■ **ASSIGNMENT**: Check each line of the material below for "searchName" and copy those where it appears.

■ **DATA LISTING**:
------------

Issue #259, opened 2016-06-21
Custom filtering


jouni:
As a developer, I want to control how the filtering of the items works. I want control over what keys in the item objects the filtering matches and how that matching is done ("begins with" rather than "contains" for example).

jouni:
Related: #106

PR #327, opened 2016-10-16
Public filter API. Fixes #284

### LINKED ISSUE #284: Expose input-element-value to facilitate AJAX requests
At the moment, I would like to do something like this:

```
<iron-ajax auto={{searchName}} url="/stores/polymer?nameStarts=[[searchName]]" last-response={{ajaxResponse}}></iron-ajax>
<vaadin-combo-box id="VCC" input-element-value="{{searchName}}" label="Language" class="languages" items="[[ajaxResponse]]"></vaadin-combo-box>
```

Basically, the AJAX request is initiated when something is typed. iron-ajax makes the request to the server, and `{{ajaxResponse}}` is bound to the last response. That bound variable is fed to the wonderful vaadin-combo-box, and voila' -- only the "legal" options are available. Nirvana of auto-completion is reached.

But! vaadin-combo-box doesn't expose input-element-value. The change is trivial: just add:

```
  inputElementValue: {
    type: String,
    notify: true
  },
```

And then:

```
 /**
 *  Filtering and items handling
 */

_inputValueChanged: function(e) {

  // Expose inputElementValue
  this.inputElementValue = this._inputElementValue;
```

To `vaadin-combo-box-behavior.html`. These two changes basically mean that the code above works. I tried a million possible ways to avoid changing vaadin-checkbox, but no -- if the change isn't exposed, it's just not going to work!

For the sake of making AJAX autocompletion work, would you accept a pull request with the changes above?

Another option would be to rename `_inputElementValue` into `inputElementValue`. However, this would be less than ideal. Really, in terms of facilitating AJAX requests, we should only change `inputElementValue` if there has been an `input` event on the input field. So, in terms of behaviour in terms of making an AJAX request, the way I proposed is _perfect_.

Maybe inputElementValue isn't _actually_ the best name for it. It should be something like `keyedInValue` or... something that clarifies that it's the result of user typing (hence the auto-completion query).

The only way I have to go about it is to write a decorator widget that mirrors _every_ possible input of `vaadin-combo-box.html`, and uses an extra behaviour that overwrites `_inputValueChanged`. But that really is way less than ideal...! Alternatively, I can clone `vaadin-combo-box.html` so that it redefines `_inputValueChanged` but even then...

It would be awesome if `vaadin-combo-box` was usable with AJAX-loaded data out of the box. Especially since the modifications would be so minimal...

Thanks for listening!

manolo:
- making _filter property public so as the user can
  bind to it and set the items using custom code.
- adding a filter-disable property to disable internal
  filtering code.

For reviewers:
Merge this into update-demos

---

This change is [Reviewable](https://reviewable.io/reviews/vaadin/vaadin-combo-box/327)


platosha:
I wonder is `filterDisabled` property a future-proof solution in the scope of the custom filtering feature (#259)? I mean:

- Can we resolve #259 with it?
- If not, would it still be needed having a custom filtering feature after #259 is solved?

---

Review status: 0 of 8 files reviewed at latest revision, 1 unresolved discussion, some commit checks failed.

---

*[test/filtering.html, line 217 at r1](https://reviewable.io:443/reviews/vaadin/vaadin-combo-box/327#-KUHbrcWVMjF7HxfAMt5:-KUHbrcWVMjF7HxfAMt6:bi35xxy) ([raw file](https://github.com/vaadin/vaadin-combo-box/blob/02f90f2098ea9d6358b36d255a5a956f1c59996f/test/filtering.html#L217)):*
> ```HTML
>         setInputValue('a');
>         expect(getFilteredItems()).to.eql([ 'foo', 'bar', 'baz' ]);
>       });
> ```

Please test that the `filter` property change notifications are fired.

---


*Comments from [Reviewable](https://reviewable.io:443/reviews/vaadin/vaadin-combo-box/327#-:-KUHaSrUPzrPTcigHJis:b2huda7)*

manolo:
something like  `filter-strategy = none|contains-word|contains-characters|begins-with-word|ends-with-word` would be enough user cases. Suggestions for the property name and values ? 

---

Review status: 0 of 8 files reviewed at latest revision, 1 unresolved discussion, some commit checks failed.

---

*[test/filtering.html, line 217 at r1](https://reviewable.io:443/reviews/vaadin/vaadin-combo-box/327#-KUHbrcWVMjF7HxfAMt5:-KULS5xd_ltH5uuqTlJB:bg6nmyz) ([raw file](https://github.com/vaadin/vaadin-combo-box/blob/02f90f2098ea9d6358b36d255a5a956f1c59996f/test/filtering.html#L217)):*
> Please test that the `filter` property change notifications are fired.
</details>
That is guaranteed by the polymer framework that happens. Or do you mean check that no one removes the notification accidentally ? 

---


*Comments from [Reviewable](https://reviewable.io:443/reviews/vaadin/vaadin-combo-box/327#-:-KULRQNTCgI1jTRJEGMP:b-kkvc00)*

------------

■ **RESULT OF THE EXERCISE**:
<iron-ajax auto={{searchName}} url="/stores/polymer?nameStarts=[[searchName]]" last-response={{ajaxResponse}}></iron-ajax>
<vaadin-combo-box id="VCC" input-element-value="{{searchName}}" label="Language" class="languages" items="[[ajaxResponse]]"></vaadin-combo-box>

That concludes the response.